**Extracted entries:**
• • • • •

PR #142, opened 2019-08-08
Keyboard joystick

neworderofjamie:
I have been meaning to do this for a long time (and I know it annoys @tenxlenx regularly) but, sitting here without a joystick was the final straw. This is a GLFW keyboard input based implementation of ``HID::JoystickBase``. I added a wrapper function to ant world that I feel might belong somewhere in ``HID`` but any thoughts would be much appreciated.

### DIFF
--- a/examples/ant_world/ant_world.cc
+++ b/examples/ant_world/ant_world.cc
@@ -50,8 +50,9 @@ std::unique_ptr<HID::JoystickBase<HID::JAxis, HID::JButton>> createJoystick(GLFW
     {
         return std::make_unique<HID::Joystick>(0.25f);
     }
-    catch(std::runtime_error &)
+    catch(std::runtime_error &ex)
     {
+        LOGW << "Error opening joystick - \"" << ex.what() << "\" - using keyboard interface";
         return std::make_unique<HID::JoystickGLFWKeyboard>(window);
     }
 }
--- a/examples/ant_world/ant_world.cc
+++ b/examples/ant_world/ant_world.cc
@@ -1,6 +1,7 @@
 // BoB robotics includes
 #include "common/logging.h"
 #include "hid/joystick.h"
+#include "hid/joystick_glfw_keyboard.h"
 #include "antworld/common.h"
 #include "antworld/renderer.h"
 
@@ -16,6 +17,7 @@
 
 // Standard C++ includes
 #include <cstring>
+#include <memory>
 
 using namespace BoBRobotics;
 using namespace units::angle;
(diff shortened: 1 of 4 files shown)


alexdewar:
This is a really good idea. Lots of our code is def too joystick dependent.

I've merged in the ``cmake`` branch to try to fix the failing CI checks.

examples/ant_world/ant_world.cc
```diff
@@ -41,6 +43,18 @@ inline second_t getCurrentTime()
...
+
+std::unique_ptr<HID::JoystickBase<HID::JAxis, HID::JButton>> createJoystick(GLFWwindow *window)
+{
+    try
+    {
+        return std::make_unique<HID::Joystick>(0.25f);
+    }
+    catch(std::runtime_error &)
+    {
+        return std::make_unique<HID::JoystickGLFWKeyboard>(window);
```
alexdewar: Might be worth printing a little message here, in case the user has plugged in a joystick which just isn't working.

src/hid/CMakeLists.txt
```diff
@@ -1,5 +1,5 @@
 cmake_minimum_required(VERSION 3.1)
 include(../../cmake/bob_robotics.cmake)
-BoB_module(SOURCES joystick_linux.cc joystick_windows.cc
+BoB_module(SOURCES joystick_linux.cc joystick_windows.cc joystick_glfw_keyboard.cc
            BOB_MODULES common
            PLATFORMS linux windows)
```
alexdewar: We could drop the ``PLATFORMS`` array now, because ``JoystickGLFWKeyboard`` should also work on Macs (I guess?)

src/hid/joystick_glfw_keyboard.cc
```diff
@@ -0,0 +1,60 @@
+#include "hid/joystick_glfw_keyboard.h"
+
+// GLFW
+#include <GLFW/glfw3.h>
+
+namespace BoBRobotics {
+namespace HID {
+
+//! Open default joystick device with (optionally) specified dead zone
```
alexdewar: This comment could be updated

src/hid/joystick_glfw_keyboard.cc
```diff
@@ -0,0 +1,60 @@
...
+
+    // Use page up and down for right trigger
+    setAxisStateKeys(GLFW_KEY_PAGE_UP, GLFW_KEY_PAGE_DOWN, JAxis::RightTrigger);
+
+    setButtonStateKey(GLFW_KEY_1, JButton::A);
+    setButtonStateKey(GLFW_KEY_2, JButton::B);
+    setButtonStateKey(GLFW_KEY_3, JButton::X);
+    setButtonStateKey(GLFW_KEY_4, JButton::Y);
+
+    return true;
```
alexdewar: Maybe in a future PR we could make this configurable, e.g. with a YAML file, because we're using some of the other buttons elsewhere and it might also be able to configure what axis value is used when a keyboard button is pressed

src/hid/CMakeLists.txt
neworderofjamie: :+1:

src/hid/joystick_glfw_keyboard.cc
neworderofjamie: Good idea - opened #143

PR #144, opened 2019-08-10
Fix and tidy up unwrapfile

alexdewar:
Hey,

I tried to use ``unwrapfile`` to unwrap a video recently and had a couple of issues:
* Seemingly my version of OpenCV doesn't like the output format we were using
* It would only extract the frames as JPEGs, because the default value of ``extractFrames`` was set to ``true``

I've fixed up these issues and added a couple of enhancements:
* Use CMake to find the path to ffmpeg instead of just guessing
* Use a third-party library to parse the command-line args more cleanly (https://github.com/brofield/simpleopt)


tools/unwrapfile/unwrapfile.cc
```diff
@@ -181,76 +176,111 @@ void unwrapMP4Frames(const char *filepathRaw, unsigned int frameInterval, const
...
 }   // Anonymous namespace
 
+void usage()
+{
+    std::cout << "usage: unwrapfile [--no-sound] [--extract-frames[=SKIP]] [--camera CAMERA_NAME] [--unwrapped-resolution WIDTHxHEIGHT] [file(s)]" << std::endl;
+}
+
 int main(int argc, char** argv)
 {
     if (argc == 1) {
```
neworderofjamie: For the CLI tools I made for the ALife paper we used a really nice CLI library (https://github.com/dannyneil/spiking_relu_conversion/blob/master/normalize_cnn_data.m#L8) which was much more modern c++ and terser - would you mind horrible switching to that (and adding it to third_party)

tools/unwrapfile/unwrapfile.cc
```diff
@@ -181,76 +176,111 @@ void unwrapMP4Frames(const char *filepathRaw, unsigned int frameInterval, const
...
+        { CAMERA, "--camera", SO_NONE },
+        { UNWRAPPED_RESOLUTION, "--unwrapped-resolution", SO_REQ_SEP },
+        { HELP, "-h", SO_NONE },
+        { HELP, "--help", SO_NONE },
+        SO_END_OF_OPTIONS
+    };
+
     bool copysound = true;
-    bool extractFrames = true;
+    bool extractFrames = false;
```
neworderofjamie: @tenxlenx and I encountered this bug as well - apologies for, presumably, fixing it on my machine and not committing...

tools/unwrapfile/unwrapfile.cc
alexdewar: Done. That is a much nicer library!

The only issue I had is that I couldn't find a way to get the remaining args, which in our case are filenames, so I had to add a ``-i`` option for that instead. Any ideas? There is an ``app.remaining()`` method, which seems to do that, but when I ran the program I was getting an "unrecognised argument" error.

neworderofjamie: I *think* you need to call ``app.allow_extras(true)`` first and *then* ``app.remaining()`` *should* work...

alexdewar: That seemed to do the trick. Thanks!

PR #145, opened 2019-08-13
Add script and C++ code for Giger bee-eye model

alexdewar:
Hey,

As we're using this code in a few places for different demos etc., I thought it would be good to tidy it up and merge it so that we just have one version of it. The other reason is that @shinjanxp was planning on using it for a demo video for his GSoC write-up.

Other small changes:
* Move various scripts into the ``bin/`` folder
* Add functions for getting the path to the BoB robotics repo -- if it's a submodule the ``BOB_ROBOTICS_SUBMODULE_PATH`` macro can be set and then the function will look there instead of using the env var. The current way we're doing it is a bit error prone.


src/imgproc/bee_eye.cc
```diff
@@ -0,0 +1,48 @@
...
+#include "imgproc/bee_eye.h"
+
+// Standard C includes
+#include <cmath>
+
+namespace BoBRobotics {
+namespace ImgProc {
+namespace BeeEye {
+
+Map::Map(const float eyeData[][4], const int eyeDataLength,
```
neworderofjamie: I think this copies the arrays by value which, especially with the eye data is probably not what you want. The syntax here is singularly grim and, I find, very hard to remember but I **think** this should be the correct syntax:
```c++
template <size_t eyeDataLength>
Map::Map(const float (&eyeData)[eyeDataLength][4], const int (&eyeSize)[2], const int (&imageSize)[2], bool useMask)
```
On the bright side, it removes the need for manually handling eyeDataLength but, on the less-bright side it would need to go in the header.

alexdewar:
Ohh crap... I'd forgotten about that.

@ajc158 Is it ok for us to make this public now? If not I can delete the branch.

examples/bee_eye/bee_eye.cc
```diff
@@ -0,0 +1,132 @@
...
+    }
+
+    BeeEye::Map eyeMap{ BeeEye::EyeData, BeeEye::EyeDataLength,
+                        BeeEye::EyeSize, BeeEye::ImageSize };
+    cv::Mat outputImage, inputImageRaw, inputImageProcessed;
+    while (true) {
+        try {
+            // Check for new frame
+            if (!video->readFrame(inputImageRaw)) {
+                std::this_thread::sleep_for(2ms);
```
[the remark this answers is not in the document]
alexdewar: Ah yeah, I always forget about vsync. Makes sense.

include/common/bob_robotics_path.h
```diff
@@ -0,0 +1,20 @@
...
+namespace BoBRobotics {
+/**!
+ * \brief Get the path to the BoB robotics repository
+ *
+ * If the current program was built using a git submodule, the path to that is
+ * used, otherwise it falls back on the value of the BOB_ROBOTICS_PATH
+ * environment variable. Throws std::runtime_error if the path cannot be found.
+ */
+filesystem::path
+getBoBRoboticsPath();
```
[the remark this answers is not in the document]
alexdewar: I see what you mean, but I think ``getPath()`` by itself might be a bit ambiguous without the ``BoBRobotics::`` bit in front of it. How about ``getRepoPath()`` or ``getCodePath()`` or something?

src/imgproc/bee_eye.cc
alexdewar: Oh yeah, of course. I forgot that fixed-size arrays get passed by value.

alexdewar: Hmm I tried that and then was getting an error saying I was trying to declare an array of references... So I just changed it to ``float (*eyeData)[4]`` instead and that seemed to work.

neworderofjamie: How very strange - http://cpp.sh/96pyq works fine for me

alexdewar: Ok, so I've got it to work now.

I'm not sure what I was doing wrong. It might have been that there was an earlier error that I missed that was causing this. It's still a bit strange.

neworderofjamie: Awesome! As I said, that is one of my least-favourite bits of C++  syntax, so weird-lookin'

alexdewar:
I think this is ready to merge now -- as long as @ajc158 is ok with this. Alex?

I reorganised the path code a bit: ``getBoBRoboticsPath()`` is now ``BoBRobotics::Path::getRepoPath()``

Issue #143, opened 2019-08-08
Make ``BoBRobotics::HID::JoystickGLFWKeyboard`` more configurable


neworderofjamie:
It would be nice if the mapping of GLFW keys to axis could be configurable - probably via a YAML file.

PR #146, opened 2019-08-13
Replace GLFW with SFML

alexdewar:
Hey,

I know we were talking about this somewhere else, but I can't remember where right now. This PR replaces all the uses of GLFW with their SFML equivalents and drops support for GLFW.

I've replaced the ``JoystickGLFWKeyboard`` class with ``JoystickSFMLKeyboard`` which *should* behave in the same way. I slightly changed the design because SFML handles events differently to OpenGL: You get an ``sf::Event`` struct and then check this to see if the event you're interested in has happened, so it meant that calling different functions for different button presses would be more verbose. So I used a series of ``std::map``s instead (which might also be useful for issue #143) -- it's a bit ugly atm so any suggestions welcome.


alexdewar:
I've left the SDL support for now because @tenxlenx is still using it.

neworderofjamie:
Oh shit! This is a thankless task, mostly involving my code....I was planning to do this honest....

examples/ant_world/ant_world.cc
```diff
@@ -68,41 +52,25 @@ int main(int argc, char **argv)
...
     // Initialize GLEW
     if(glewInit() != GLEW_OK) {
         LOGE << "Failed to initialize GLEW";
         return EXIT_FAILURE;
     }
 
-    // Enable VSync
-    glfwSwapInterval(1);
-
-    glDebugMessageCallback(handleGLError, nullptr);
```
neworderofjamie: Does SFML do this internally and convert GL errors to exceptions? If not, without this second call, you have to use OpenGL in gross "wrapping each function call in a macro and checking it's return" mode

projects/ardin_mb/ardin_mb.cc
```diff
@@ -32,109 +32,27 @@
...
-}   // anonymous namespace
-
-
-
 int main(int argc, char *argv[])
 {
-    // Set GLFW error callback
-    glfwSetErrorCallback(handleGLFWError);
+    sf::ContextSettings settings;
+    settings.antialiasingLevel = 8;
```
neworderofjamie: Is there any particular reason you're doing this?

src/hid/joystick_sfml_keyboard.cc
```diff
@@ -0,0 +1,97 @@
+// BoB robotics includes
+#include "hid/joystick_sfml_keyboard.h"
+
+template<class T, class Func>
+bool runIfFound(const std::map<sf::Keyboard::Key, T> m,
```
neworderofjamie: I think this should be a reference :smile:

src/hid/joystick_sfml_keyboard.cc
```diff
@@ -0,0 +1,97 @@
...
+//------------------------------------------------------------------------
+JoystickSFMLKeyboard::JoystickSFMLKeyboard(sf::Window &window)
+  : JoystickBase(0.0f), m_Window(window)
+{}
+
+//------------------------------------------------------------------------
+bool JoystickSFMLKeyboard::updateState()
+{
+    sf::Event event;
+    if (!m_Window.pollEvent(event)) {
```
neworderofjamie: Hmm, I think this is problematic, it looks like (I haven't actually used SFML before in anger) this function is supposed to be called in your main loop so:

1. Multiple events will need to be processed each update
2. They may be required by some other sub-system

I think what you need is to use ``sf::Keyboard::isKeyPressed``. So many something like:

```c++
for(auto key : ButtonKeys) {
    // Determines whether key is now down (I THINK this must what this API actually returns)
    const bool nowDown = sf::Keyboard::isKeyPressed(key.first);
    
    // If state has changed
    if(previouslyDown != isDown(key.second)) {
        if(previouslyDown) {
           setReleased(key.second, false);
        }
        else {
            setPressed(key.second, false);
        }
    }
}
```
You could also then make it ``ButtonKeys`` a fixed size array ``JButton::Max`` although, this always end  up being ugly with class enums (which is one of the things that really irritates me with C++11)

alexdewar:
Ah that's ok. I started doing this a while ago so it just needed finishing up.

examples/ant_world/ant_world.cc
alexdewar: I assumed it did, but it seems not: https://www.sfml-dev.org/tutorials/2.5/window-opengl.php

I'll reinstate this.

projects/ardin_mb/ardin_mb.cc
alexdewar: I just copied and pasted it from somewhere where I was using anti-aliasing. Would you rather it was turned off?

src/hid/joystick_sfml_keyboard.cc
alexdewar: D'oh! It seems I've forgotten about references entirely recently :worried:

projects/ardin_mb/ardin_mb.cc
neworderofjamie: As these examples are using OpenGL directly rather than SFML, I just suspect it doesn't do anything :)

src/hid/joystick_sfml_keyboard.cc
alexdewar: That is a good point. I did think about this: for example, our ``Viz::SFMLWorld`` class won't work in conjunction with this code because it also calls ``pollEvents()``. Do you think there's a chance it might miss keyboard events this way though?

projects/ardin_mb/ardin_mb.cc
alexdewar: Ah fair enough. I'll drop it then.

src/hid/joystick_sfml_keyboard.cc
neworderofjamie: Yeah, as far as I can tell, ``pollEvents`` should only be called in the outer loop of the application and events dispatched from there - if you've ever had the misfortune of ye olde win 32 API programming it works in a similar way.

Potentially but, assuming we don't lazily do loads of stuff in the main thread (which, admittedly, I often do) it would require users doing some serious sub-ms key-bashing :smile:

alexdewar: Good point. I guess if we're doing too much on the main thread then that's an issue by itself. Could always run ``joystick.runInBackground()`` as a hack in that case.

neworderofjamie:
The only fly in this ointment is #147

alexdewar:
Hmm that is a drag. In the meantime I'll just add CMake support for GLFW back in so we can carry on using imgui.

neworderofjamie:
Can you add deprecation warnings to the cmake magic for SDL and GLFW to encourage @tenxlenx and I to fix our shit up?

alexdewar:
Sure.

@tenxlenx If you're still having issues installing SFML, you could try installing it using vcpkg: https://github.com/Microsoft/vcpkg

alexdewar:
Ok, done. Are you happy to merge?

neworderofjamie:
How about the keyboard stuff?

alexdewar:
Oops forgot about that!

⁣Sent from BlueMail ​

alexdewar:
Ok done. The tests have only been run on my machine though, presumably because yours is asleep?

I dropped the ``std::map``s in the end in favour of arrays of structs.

• • • • •

**Action item:** Wherever the string "char" occurs in the entries, copy that whole line.

**Your response:**
@@ -181,76 +176,111 @@ void unwrapMP4Frames(const char *filepathRaw, unsigned int frameInterval, const
 int main(int argc, char** argv)
@@ -181,76 +176,111 @@ void unwrapMP4Frames(const char *filepathRaw, unsigned int frameInterval, const
@@ -68,41 +52,25 @@ int main(int argc, char **argv)
 int main(int argc, char *argv[])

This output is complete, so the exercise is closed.